Wendy on more children
“I am in my 40’s, a time I call ‘The Wonder Years’. You’re so much surer of yourself when you’re in your 40’s than at any other time in your life. I no longer put pressure on myself for more children. I am honestly in love with my life as it is, and though I would want a partner for
me, he has to be the right fit for me and for Ailan. If it happens then it happens, and I’d be fine with that. If not, that’s fine too.”
What’s next for Wendy?
“I am greedy professionally. (Laughs). I want it all. I went to law school and I have pursued my passion for the arts. But when I worked with the State, I loved and hated it with equal measure. I now know that I will never be happy in entertainment alone, nor will I be happy only in a professional corporate setting. I continue to do both and I have no desire to return to either environment only. My work as a consultant is global (Wendy is currently consulting in Tanzania) and it gives me the freedom to work on projects that I thoroughly enjoy, to set personal and professional objectives, and also to be super-mom at the same time!”

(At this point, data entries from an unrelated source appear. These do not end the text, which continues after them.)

PR #2052, opened 2026-08-21
Fix/issue 1895

### LINKED ISSUE #1895: Clean up requirements in lumen
I think there are unnecessary dependencies that can be moved to optional, e.g. https://github.com/holoviz/lumen/blob/main/pyproject.toml#L37

Vamshi1404:
## Description

Clean up requirements in lumen by moving 17 dependencies from core to
optional extras, reducing the base install footprint from 29 to 12 core
dependencies.

### Dependency classification

| Dependency | Moved to | Evidence |
|---|---|---|
| `chardet` | `tests` extra | try/except fallback at `lumen/util.py:644` degrades to `'latin-1'`; used by `lumen/tests/transforms/test_sql.py:137` via `pytest.importorskip` |
| `duckdb` | new `duckdb` extra | only imported in `lumen/sources/duckdb.py:9` and `lumen/ai/vector_store.py:15` |
| `griffe` | new `ai` extra | only imported in `lumen/ai/translate.py:17` |
| `instructor` | new `ai` extra | only imported in `lumen/ai/{config,llm,utils}.py` |
| `intake` | new `intake` extra | only imported in `lumen/sources/intake.py:5` |
| `lxml` | **removed** | zero imports in `lumen/` source; already in `tests` extra |
| `markitdown` | new `ai` extra | only imported in `lumen/ai/{config,vector_store}.py` inside try/except |
| `nbformat` | new `ai` extra | only imported in `lumen/ai/export.py:9` |
| `panel-graphic-walker` | new `graphic-walker` extra | not imported at module load time; only string ref `'graphic_walker'` in `lumen/views/base.py:1758` |
| `panel-splitjs` | new `ai` extra | only imported in `lumen/ai/ui.py:32` |
| `pyarrow` | **removed** | zero direct imports; pandas uses it transparently as a parquet/CSV backend |
| `pydantic` | new `ai` extra | only imported in `lumen/ai/` |
| `pydantic-extra-types` | new `ai` extra | only imported in `lumen/ai/translate.py:24` |
| `semchunk` | new `ai` extra | only imported in `lumen/ai/vector_store.py` |
| `tabulate` | new `ai` extra | transitive runtime dependency of pandas/instructor in AI subsystem |
| `tiktoken` | new `ai` extra | only imported in `lumen/ai/utils.py:1335` inside try/except |
| `vl-convert-python` | new `ai` extra | only imported in `lumen/ai/editors.py:399` inside function |

### Remaining core (12)
`bokeh`, `holoviews`, `hvplot`, `jinja2`, `narwhals`, `numpy`, `packaging`, `pandas`, `panel`, `panel-material-ui`, `param`, `sqlglot[c]`

### New optional extras
- **`ai`**: instructor, griffe, markitdown, nbformat, pydantic, pydantic-extra-types, semchunk, tabulate, tiktoken, vl-convert-python, panel-splitjs
- **`duckdb`**: duckdb
- **`graphic-walker`**: panel-graphic-walker
- **`intake`**: intake

### pixi.toml changes
- Root `[dependencies]` removed `intake`, `lxml`
- `[feature.ai.dependencies]` removed `chardet`, `duckdb`, `pyarrow`, `panel-graphic-walker`; added `tabulate`
- `[feature.sql.dependencies]` changed `duckdb` from `*` to `>=1.2.0`, added `intake <2`
- New `[feature.graphic-walker.dependencies]` section for `panel-graphic-walker >=0.6.4`
- Environments `test-312`/`test-313` added `graphic-walker` feature
- `[feature.test-core.dependencies]` added `pyarrow`, `dask-core`, `intake <2` (these were transitively available before via core deps)

### pyarrow — removed from core

A grep of `lumen/` source shows zero direct `import pyarrow` statements — it is only referenced as a string in `DATAFRAME_BACKENDS` (`lumen/util.py:110`) and in comments. Moving it out is safe: users who need pyarrow can install it explicitly or via the `tests` extra.

### chardet — moved to `tests` extra

chardet is imported inside a `try/except ImportError` at `lumen/util.py:644-655` with a graceful `'latin-1'` fallback, so the base install works without it. However, `lumen/tests/transforms/test_sql.py:137` does `pytest.importorskip("chardet")`, so it belongs in the `tests` extra rather than being fully removed.

### Docs status

**Docs require follow-up but are out of scope (toml-only change).** A grep of all `.md` files found:

1. `docs/installation.md` and `docs/quick_start.md` use provider-only extras (`lumen[ai-openai]`, `lumen[ai-anthropic]`, etc.) that do **not** chain in the base `ai` extra — **pre-existing issue** (provider extras never included `lumen[ai]` before this PR). Should be updated to `lumen[ai,ai-openai]` etc.
2. `docs/configuration/spec/deployment.md:204-206` says `pip install intake` as a standalone command. Should reference `pip install lumen[intake]`.
3. `docs/contributing.md:70` says `pip install -e ".[tests]"` — no longer pulls in AI/sql/graphic-walker deps. Should be `pip install -e ".[dev]"`.
4. Several tutorials reference the old standalone `lumen-ai` package name.
5. Multiple docs reference `DuckDBSource` without install instructions for the new `duckdb` extra.

None of these were changed in this PR but should be addressed in a follow-up.

Fixes #1895

## AI Disclosure

Tool & Model: opencode + big-pickle
Usage: Dependency classification via grep analysis of `lumen/` source tree; test execution and verification; PR description drafting. All classifications were verified by manual code inspection and confirmed by running the test suite locally.

## Checklist

- [x] Added documentation edit this accordingly


Vamshi1404:
@ahuang11  Version constraints like intake <2 are pre-existing pins carried over from core. Adjusting or loosening version bounds is out of scope for this cleanup and should be tracked in a separate issue.

ahuang11:
Can we drop intake?

Vamshi1404:
@ahuang11 intake — IntakeSource, IntakeSQLSource, and IntakeDremioSQLSource are kept for backward compatibility, but lumen's built-in sources (DuckDBSource, SQLAlchemySource, FileSource) cover the same use cases without an extra dependency. The intake sources are effectively redundant at this point. Removing them would be a breaking change for anyone with type: intake in their specs, so i suggest it should be tracked as a separate issue with a deprecation cycle rather than bundled into this cleanup.

ahuang11:
Make it an optional dep*

Vamshi1404:
Yes, already done. intake is now an optional extra

ahuang11:
I think panel-graphic-walker is essential for the Data source tab
image

ahuang11:
duckdb is also core to using lumen ai

Vamshi1404:
Good catch @ahuang11 , thanks! I went back through all the deps and moved `duckdb`, `panel-graphic-walker`, `panel-splitjs`, `chardet`, and `pyarrow` back into core so we don't break default UI tabs, vector stores, or file loading. 

The rest of the optional stuff (LLM providers, intake, lxml) is kept in extras. Pushed the update!

ahuang11:
Actually, I think AI should NOT be separate dependencies; Lumen has pivoted towards full AI. 

```

ai = [
    'instructor >=1.14.3',
    'griffe',
    'markitdown',
    'nbformat',
    'pydantic >=2.8.0',
    'pydantic-extra-types',
    'semchunk',
    'tabulate',
    'tiktoken',
    'vl-convert-python',
]
```

Vamshi1404:
@ahuang11 made changes as requested, if there is any other issue do let me no .

pixi.toml
```diff
@@ -47,25 +59,10 @@ python = "3.13.*"
 COVERAGE_CORE = "sysmon"
 
 [feature.ai.dependencies]
-chardet = "*"
-duckdb = ">=1.2.0"
-griffe = "*"
-instructor = ">=1.14.3"
-markitdown = "!=0.1.1"
-nbformat = "*"
 openai = "*"
```
ahuang11: I suspect this should be part of core too

Vamshi1404: @ahuang11 Moved instructor, markitdown, and nbformat back into core. They were originally moved to extras because grep showed all three are only imported within lumen/ai/ (with markitdown and parts of the AI config even lazy-loaded), so they looked like clean candidates for a footprint reduction — pushed the update to keep them in core now.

From the outside looking in I see Wendy happy and secure in the now of her life. And from the inside looking out, Wendy continues to march to the beat of her own drum. For a fleeting moment I recall the words of Machel Montano’s “Happiest Man Alive” where he starts out saying that “happiness is the measure of success”. I compliment Wendy on being steadfast as she checks the marks on her ladder of success.
“I do not have a measure of success in terms of dollars. Money for me is a means to an end; it’s more about what the money can do, than about what I can do to make the money. My goals are about what I can do with and for my son while I enjoy living my life. My measure of success is each and every day that Ailan and I are both healthy and happy.”